Fortunately, times have been much better for a great while. Although there are periodic disturbances and threats in our schools – as there almost always will be – conditions are nowhere near what they were in the bitter times of protests.

But things are not as good in many other communities. There seems to be growing fear in many a hallway and classroom. In USA Today this week, Alvin P. Sanoff wrote:

“The High School Survey of Student engagement finds that only 55 percent of students feel safe in school; those in cities are more likely to feel unsafe than those in rural areas, suburbs and small towns.”

Survey director Martha McCarthy, a professor of education at Indiana University, calls the results from almost 81,000 students “appalling.” “Students who do not feel secure are not attending to what we want them to: education.”

Gerald Tirozzi, executive director of the National Assn. of Secondary School Principals, says national studies show that schools are increasingly safe, as is the case in Lawrence’s schools. Still, he adds, if students feel unsafe, “we have to figure out why.” That has to be a key goal.

When asked about their schools’ priorities, 41 percent of the students polled said there is “very much” emphasis on athletics, compared with 27 percent who said academic excellence was heavily emphasized. The academic-athletic conflict, of course, can be the subject of a wide range of non-related analyses.
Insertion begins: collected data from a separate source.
PR #1211, opened 2021-08-05
Allow `features` to propograte to bundle rules

brentleyjones:


brentleyjones:
This is needed for #958 to work.

keith (approved):

PR #1220, opened 2021-08-18
Add feature flag to disable legacy code signing. This will be used to enable rollout of new manifest driven code signing.

keith:
PiperOrigin-RevId: 384377651
(cherry picked from commit 0478507a6480ff5e06b4ca24514409f6522e43a2)


keith:
I'm not sure about the public applicability of the general feature here, but threading features through is probably nice long term

thii (approved):

PR #1223, opened 2021-08-20
Generate lcov file for tests runs with coverage

keith:


tinder-maxwellelliott (approved):

tinder-maxwellelliott:
Thanks for the assist on this. Learned a good deal reading this file

apple/testing/default_runner/ios_test_runner.template.sh
```diff
@@ -146,10 +158,62 @@ else
...
+fi
+
+xcrun llvm-cov \
+  export \
+  -format lcov \
+  -instr-profile "$profdata" \
+  -path-equivalence="$ROOT","$PWD" \
+  "$test_binary" \
+  @"$COVERAGE_MANIFEST" \
+  > "$COVERAGE_OUTPUT_FILE" \
```
tinder-maxwellelliott, line 209: Do you have docs on these variables?

keith: don't think there is any, some are in here https://github.com/bazelbuild/bazel/blob/master/tools/test/collect_coverage.sh but I just ran `env; exit 1` in this script to see what was available. it does seem to treat these special (we just throw things in the undeclared outputs)

apple/testing/default_runner/ios_test_runner.template.sh
```diff
@@ -146,10 +158,62 @@ else
...
+# llvm-cov export doesn't print any warnings/errors when files that it's trying
+# to reference don't exist. Unfortunately these are absolute paths that won't
+# be valid across machines. When using llvm-cov show it prints a warning for
+# this so we can validate we don't hit this case.
+error_file=$(mktemp)
+llvm_cov_status=0
+xcrun llvm-cov \
+  show \
+  -instr-profile "$profdata" \
+  -path-equivalence="$ROOT","$PWD" \
```
keith, line 189: this is the biggest part I'm unsure about, this isn't right for folks using the remote cache, they need to use coverage-prefix-map and remap `.` to `$PWD`

apple/testing/default_runner/ios_test_runner.template.sh
tinder-maxwellelliott: TIL just go into Bazel stuff and do `env; exit 1`

apple/testing/default_runner/ios_test_runner.template.sh
keith: I'll leave this and we can fix if something becomes more clear

keith:
I pushed macOS coverage support here, @tinder-maxwellelliott can you try it?

tinder-maxwellelliott:
> I pushed macOS coverage support here, @tinder-maxwellelliott can you try it?

Will take a look. Thanks again Keith

brentleyjones (approved):

brentleyjones:
@tinder-maxwellelliott Were you able to take a look?

PR #1229, opened 2021-08-31
Abstract entitlement matching value validation

keith:
There are many different entitlements that, when set, require they are
set to the same value in the entitlements file and the
provisioning profile. This extracts that use case into a single set that
we can add these keys to over time.

### DIFF
--- a/tools/plisttool/plisttool.py
+++ b/tools/plisttool/plisttool.py
@@ -287,14 +287,13 @@ ENTITLEMENTS_APS_ENVIRONMENT_MISMATCH = (
     'match the value in the provisioning profile ("%s").'
 )
 
-ENTITLEMENTS_WIFI_INFO_MISSING = (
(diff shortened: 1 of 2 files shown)


tools/plisttool/plisttool.py
```diff
@@ -336,6 +335,15 @@
     'bundle_id', 'profile_metadata_file', 'validation_mode',
 ])
 
+# Keys which should match in the profile and entitlements if they're expected
+_BOOLEAN_KEYS = frozenset([
+  'com.apple.developer.networking.wifi-info',
+  'com.apple.developer.passkit.pass-presentation-suppression',
+  'com.apple.developer.payment-pass-provisioning',
+  'com.apple.developer.siri',
+  'com.apple.developer.usernotifications.time-sensitive',
```
keith, line 344: Added a few here we weren't previously validating

brentleyjones (approved):

PR #1254, opened 2021-10-28
Update xctestrunner

keith:
https://github.com/google/xctestrunner/compare/5a1b0c158f2debace60722ddbcb5035e3387810e...a13ec9de45d225620dd4b5e30b23bdc663631f31

### DIFF
--- a/apple/repositories.bzl
+++ b/apple/repositories.bzl
@@ -142,9 +142,9 @@ def apple_rules_dependencies(ignore_version_differences = False):
         http_archive,
         name = "xctestrunner",
         urls = [
-            "https://github.com/google/xctestrunner/archive/5a1b0c158f2debace60722ddbcb5035e3387810e.tar.gz",
+            "https://github.com/google/xctestrunner/archive/7f8fc81b10c8d93f09f6fe38b2a3f37ba25336a6.tar.gz",
         ],
-        strip_prefix = "xctestrunner-5a1b0c158f2debace60722ddbcb5035e3387810e",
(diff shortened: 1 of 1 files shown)


thii:
It seems like this update is not compatible with RBE if tests are allowed to run on the remote executors.

```
exec ${PAGER:-/usr/bin/less} "$0" || exit 1
Executing tests from //sometest
-----------------------------------------------------------------------------
2021-10-29 23:01:13,665 Creating a new simulator:
Name: New-iPhone 13 Pro Max-15.0
OS: iOS 15.0
Type: iPhone 13 Pro Max
2021-10-29 23:01:14,639 Created new simulator 14753767-9861-450F-BF51-FF192687DF13.
2021-10-29 23:01:14,688 Will consider the test as test type logic_test to run.
An error was encountered processing the command (domain=com.apple.CoreSimulator.SimError, code=404):
Invalid device: The specified device is not available for spawning processes.
2021-10-29 23:01:18,106 Deleting simulator 14753767-9861-450F-BF51-FF192687DF13 asynchronously.
2021-10-29 23:01:18,112 Done.
```

keith:
huh is this from your internal testing? I guess we should report upstream. It is a large diff

thii:
All of our tests failed with this error after trying this update. Running with `--modify_execution_info=TestRunner=+no-remote-exec` worked. Reverting this change also worked.

thii:
Reported: https://github.com/google/xctestrunner/issues/38

Will try to debug more later.

keith:
Thanks. We could Also take the other commits without the biggest one if we wanted

thii:
The second update seems fixed the issue.

thii (approved):

PR #1260, opened 2021-11-03
Convert codesignopts to use expand_location

steeve:
`expand_make_variables` is deprecated, and the usage was to reference a label
anyway. `$(location)` is the proper tool for that, and simplifies the experience.


thii:
There was a discussion about this in the past, `expand_make_variables` is documented as deprecated but there's no replacement yet. Can we support both?

https://github.com/bazelbuild/bazel/issues/5859

steeve:
We could support both, although having expand_make_variables is rather clunky to use imho (dedicated rule + toolchain + codesign inputs).
Chances are most people are not even using it as is.

Or perhaps we could make `--resource_rules` a higher level abstraction? Since i'd wager that's how why most people would use it

steeve:
Also, `ctx.var` is the replacement and so it should be possible to use regular templating with it:
```
"hello {BINDIR}".format(ctx.var)
```

thii:
cc @michaeleisel since I think they were using it when added this `codesignopts` attribute.

brentleyjones:
Here is how we use it today:
```
codesignopts = select({
    "//:debug": [
        "--digest-algorithm=sha1",
        "--resource-rules=$(RULES)",
    ],
    "//conditions:default": [],
}),
codesign_inputs = select({
    "//:debug": ["@//bazel:resource_rules"],
    "//conditions:default": [],
}),
toolchains = select({
    "//:debug": ["@//bazel:resource_rules"],
    "//conditions:default": [],
})
```

test/starlark_tests/targets_under_test/ios/BUILD
```diff
@@ -1026,29 +1025,21 @@ ios_extension(
 
 # ---------------------------------------------------------------------------------------
 
-substitution(
-    name = "resource_rules",
-    src = "//test/starlark_tests/resources:ResourceRules.plist",
-    tags = FIXTURE_TAGS,
-    var_name = "RULES",
-)
```
keith, line 1034: we should def keep this test for now

steeve: which one? the test is still there, only that toolchain rule is removed (since it's not useful anymore)

steeve: or perhaps you're advising we keep both behaviours ?

keith: otherwise this is a breaking change right?

keith: which we could do ofc, but im not sure we want to?

steeve: it would be a breaking change indeed. knowing how difficult it was to implement, I figured those who were using it would welcome the change anyway (since it's so much simpler)

steeve:
Gentle ping on this one

brentleyjones:
While `ctx.expand_make_variables` is deprecated, it says to use [ctx.var](https://docs.bazel.build/versions/main/skylark/lib/ctx.html#var) instead. Are we able to continue to support toolchain expansion along with location expansion? Sure, the current use case shown is for resource rules, and `location` works for that, but since we've added toolchain support, people might have become dependent on it in another way.

steeve:
@brentleyjones it's possible to almost get the old behaviour back by switching from using `@()` to starlark formatting + `ctx.var`, such as: `"hello {BINDIR}".format(**ctx.var)`
I could double wrap `expand_make_variables` around `expand_location`, but I thought since it's deprecated, might as well bite the bullet.

PR #1262, opened 2021-11-17
Gather resources from swift’s private deps

naluhh:
Resources were not propagated if you depend on a module privately.


keith:
Makes sense! Can you add a test?

brentleyjones:
@naluhh Can you add a test to make sure we don't regress this fix?

keith:
Looks good! Can you add a test validating the resources get picked up as expected?

keith:
this change happened at some point. i don't think it's tested either

Issue #1215, opened 2021-08-17
Examples and/or documentation for running iOS tests on a physical device


jiawen:
I've been using `rules_apple` successfully for a few projects and can run `ios_unit_test` in a simulator. However, there doesn't seem to be much documentation regarding how to run tests on a physical device. A great use case would be to easily measure on-device performance.

It would be tremendously helpful to have at least some documentation, if not working examples under the `//examples` directory.

I'm imagining something along the lines of:
* How to run a single `ios_unit_test` and `ios_ui_test`.
* How to run `ios_unit_test_suite` and `ios_ui_test_suite`.
* Examples of different `runner`s and `test_host`s and what they mean.
    * What's required in a host `ios_application`.
* Tulsi example.
* How this all fits with [google/xctestrunner](https://github.com/google/xctestrunner).

keith:
I agree the general workflows here should be documented. But the tl;dr is that you need to use Tulsi (or some other Xcode bridge) to do anything on device. Bazel and the rules themselves have no knowledge of how to run on device. (xctestrunner does, but that isn't exposed through the rules today)

jiawen:
Thanks! The pointer about needing Tulsi is already helpful!

I also discovered today via browsing through the issues that it's possible to get `bazel run` to execute tests inside a simulator with automated device matching - that's awesome! We should put it in the examples (I'm an Xoogler and happy to contribute).

keith:
Great! We can definitely start some new document in docs/ with this kinda info

thii:
@jiawen Can you try this patch https://github.com/bazelbuild/rules_apple/pull/1266?

DoDoENT:
I did exactly the same and running test fails with

```
xctestrunner.shared.ios_errors.BundleError: Failed to extract signing identity from Executable
```

Running the very same test via Xcode generated by `rules_xcodeproj` works, so there is nothing wrong with my provisioning profile.

PR #1266, opened 2021-11-24
Support running tests on device

thii:
Testing on device can be done by passing
`--test_arg=--destination=platform=ios_device,id=YOUR_DEVICE_UDID`
to your `bazel test` command.

### DIFF
--- a/apple/testing/default_runner/ios_test_runner.template.sh
+++ b/apple/testing/default_runner/ios_test_runner.template.sh
@@ -25,12 +25,15 @@ basename_without_extension() {
 
 custom_xctestrunner_args=()
 command_line_args=()
-simulator_id=""
+device_id=""
+platform=""
 while [[ $# -gt 0 ]]; do
   arg="$1"
   case $arg in
-    --destination=platform=ios_simulator,id=*)
-      simulator_id="${arg##*=}"
+    --destination=platform=*,id=*)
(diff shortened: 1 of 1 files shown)


keith (approved):
nice, didn't know this would "just work"

brentleyjones (approved):

brentleyjones:
@thii Is this waiting for anything?

thii:
Still having some codesigning issue, seems like this is not enough.

jiawen:
> Still having some codesigning issue, seems like this is not enough.

I got this working. Had to code sign the `ios_unit_test` as well. More details in #1215.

But first things first. If security is as big a concern for youngsters, and their families, it needs to be addressed initially or chaos could prevail in the classes and sports venues.

Then there is the growing tendency that sees teachers being forced to become more disciplinarians than tutors as the broken home syndrome becomes ever more prevalent and rebellious children act out. Bullies, too, can lead to a wide variety of disasters. When a youngster fears for his or her safety because of such people, terrible conditions result, as we have seen in our own region in recent times.

School work can be challenging enough for youngsters and every effort should be made to alter any trend that forces more pupils to include “fear for my safety” on their list of daily concerns.